Lightning Network developer Rusty Russell has issued a damning report on Bitcoin scalability, adding that fees would only rise from now on.
In a blog post Monday about the need to increase Bitcoin’s capacity long term, Russell said that the solutions currently available all fall short.
“Bitcoin can’t scale to meet demand unless demand vanishes and it all fails,” he wrote.
“If Bitcoin is used by 100,000 people today, and we want everyone to use it, we need Bitcoin capacity to grow 75,000 times larger. Yet we’re already struggling with 140GB of storage caused by Bitcoin’s first eight years when it was mainly not being used[.]”

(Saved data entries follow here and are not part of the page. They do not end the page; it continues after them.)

Issue #1655, opened 2018-04-27
Absences: Change suggestions to students without any notes rather than SST only


kevinrobinson:
At some schools, folks have started changing the way they enter data in response to the insights box and absences dashboard, by entering notes as being part of an SST meeting even if they aren't.  They're doing this to make the "scoreboard" or "todolist" that Insights shows reflect the reality of the work they're doing to support students.

To improve this, we'll talk with folks in person and encourage them to accurately capture what's happening as a general rule.  And then place responsibility on us to make the "scoreboard" or "todolist" more accurate.  In this case, that means:

- [x] Update absences insight box on the home page to use "any note" rather than SST (https://github.com/studentinsights/studentinsights/pull/1674)
- [x] Update the absences dashboard to use "any note" rather than SST (https://github.com/studentinsights/studentinsights/pull/1898)

kevinrobinson:
Closed with https://github.com/studentinsights/studentinsights/pull/1898.

PR #1898, opened 2018-07-16
Update Absences, Tardies and Discipline dashboards to use "any note" rather than SST

kevinrobinson:
# Who is this PR for?
K12 SST staff, administrators, counselors, housemasters.  part of https://github.com/studentinsights/studentinsights/issues/1655.

These dashboards show data on the last SST note, but often there are other notes going on, and we want to stay at "discuss what's going on with this student" rather than the more narrow technical SST focus per se (and avoid folks adding notes as SST to impact this view).

# What does this PR do?
Changes server query to look for just latest note, and then updates UI to show it along with the type inline.

### before, absences (others are similar)
screen shot 2018-07-16 at 3 56 25 pm

### after, absences (others are similar)
screen shot 2018-07-16 at 3 39 44 pm

# Checklists

### DIFF
--- a/app/assets/javascripts/components/eventNoteType.js
+++ b/app/assets/javascripts/components/eventNoteType.js
@@ -10,6 +10,18 @@ export function eventNoteTypeText(eventNoteTypeId) {
   return textMap[eventNoteTypeId] || 'Other';
 }
 
+const miniTextMap = {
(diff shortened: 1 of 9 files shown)


kevinrobinson:
selfie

While the Bitcoin network is just one day from locking in SegWit, Russell says that even this would provide only temporary relief from high fees before user demand erases the benefits.
A further hard fork and Schnorr signatures, the latter touted by commentators in the past as a useful way out of scaling difficulties, would fail to deliver at “everyone-scale.”
“The only attempt to attach growth to a metric was Pieter Wuille’s 17.7 percent per year increase,” Russel continued.
“That takes 70 years to reach everyone-scale, so no relief there in my lifetime.”
Bitcoin fees were at their lowest for months just this week, at a recommended 100 satoshis per byte. At the same time Aug. 7, suspected ‘spam’ transactions began to inflate the size of Bitcoin’s mempool, which had also been smaller than usual.